Skift Take

Global events during the past year have fundamentally shifted how travelers view insurance and how they want to interact with providers during their trips. What was once overlooked by many U.S. travelers is now largely thought of as necessary, and brands want to make policies easier to digest.

Disease outbreaks and terrorist attacks during the past year have caused many travelers to give more thought to protecting themselves than they have in the past, including buying travel insurance.

U.S. travelers historically chose travel insurance for cancellation reasons if something unexpected happenS before their trip, and mainly for international rather than domestic trips. This is still the dominant reason. But U.S. travelers are increasingly choosing insurance for post-departure protection, said Eman Barhoumeh, Expedia, Inc.‘s senior director of global insurance. They’re more concerned about medical coverage and emergency assistance for international travel or for delayed baggage, for example.

Travel insurance is generally second nature for non-U.S. travelers, particularly when it comes to medical coverage. Canadians and Australians’ medical insurance plans, for instance, generally don’t cover them when they travel abroad. Medical travel insurance has typically been more popular with European than U.S. travelers but the latter are increasingly choosing that coverage too.

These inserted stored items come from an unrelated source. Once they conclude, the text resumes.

PR #6852, opened 2026-03-02
Add RemoveRedundantDependencyVersions.Skip marker

Jenson3210:
## Summary

- Add a `Skip` marker nested class in `RemoveRedundantDependencyVersions` that prevents version removal when present on a dependency tag
- Check for the marker in both `isDependencyTag()` and `isManagedDependencyTag()` branches of `visitTag`
- Revert the previous `retainExplicitVersion` flag approach in favor of this marker-based design

## Problem

When `UpgradeDependencyVersion` upgrades a dependency to match the parent-managed version, `RemoveRedundantDependencyVersions` subsequently removes the explicit `<version>` tag. In some cases, users want to retain the explicit version even when it matches the managed version, but there was no way for an earlier recipe to signal this intent.

## Solution

Instead of adding a configuration flag to `UpgradeDependencyVersion`, introduce a `RemoveRedundantDependencyVersions.Skip` marker that any recipe can place on a `<dependency>` tag. When `RemoveRedundantDependencyVersions` encounters this marker, it skips version removal for that tag. This keeps the mechanism generic and avoids adding recipe-specific boolean flags.

## Test plan

- [x] Existing `RemoveRedundantDependencyVersionsTest` tests pass (56 tests)
- [x] New `SkipMarker` nested test class with two tests:
  - `dependencyWithSkipMarkerKeepsVersion` - version preserved when marker present
  - `dependencyWithoutSkipMarkerHasVersionRemoved` - default behavior unchanged
- [x] `UpgradeDependencyVersionTest` tests pass

Fixes moderneinc/customer-requests#1942


rewrite-maven/src/main/java/org/openrewrite/maven/UpgradeDependencyVersion.java
```diff
@@ -100,6 +101,33 @@ public class UpgradeDependencyVersion extends ScanningRecipe<UpgradeDependencyVe
...
 
+    @Option(displayName = "Retain explicit version",
+            description = "When set to `true`, the explicit version in the dependency tag will not be removed even if it " +
+                          "matches the version managed by the parent POM. This is useful when you want to keep the version " +
+                          "tag in the child POM for clarity or policy reasons. Default `false`.",
+            required = false)
+    @Nullable
+    Boolean retainExplicitVersion;
+
+    public UpgradeDependencyVersion(String groupId, String artifactId, String newVersion,
```
timtebeek:
```suggestion
    @Deprecated
    public UpgradeDependencyVersion(String groupId, String artifactId, String newVersion,
```

rewrite-maven/src/main/java/org/openrewrite/maven/UpgradeDependencyVersion.java
steve-aom-elliott, line 281: Is there not the possibility that their explicit versions will be wiped out anyway at some point if something like this is reached (possibly even for a different invocation of `UpgradeDependencyVersion` that is unrelated)?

Expedia, Inc.’s travel insurance team, for example, has found travelers booking air travel through Expedia.com are three times more likely in 2016 to purchase travel insurance than they were five years ago. Data from the U.S. Travel Insurance Association show travel insurance purchases for U.S. travelers are up by more than 17 percent since 2012. In 2014, U.S. travelers spent $2.2 billion on 24.5 million travel insurance plans covering 33.3 million travelers.

Insurance premiums for U.S. travelers range from six to seven percent of the total trip cost, according to TravelInsurance.com, a site comparing various travel insurance plans, that looked at how much insurance cost travelers for the most popular international destinations during the 2015 holiday season. That generally varies from less than $100 to $400 for the average five- to seven-day trip.

Current events contribute to this shifting consumer behavior, but rising airline change and hotel cancellation fees, for example, also influenced this trend even before the Paris attacks or the Zika virus outbreak.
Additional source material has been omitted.